● Task goal: Of all the lines in the records below, copy only those that contain the string "stuff".

● Source records:

^^^^^^^^^^^^^^^^

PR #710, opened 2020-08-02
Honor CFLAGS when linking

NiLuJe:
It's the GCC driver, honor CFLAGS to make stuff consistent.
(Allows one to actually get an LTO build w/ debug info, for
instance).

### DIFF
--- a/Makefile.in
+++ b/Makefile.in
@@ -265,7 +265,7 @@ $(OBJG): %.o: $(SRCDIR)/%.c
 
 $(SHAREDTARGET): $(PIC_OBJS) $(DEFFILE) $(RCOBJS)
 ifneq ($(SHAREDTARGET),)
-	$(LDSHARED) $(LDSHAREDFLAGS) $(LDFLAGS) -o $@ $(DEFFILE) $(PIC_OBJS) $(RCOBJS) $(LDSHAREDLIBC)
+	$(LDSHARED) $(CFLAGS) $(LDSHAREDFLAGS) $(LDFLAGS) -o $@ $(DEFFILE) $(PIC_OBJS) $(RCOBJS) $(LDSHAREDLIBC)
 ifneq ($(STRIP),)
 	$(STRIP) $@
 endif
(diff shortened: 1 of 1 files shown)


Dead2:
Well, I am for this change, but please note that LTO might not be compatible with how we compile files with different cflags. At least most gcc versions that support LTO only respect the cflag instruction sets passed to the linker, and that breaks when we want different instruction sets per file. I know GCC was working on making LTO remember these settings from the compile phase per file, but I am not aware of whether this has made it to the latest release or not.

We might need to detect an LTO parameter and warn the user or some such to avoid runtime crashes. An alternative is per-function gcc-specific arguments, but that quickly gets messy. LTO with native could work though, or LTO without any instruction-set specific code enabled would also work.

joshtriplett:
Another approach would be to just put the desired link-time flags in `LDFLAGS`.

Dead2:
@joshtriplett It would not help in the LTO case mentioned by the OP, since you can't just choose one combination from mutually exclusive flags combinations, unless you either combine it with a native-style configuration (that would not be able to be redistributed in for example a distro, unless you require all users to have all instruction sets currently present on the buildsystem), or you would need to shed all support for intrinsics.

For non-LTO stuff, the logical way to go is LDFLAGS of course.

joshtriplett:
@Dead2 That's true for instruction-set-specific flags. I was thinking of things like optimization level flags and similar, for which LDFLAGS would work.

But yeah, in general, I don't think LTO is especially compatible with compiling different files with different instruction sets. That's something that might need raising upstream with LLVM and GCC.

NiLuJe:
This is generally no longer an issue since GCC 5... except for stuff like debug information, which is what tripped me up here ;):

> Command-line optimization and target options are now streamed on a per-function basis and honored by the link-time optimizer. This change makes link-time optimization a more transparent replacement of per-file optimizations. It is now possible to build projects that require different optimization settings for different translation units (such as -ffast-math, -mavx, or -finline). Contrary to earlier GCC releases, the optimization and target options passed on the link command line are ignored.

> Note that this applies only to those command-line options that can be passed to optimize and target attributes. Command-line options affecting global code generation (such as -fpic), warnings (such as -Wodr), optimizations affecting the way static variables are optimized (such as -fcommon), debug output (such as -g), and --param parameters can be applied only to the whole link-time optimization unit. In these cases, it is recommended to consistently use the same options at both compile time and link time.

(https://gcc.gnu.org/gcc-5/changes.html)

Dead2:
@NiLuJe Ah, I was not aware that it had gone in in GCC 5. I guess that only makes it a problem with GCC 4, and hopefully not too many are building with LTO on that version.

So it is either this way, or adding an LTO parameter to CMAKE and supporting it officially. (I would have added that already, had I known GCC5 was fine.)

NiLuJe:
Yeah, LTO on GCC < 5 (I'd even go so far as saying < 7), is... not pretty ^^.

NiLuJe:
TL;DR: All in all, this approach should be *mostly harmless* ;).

^^^^^^^^^^^^^^^^

● Task output:
It's the GCC driver, honor CFLAGS to make stuff consistent.
For non-LTO stuff, the logical way to go is LDFLAGS of course.
This is generally no longer an issue since GCC 5... except for stuff like debug information, which is what tripped me up here ;):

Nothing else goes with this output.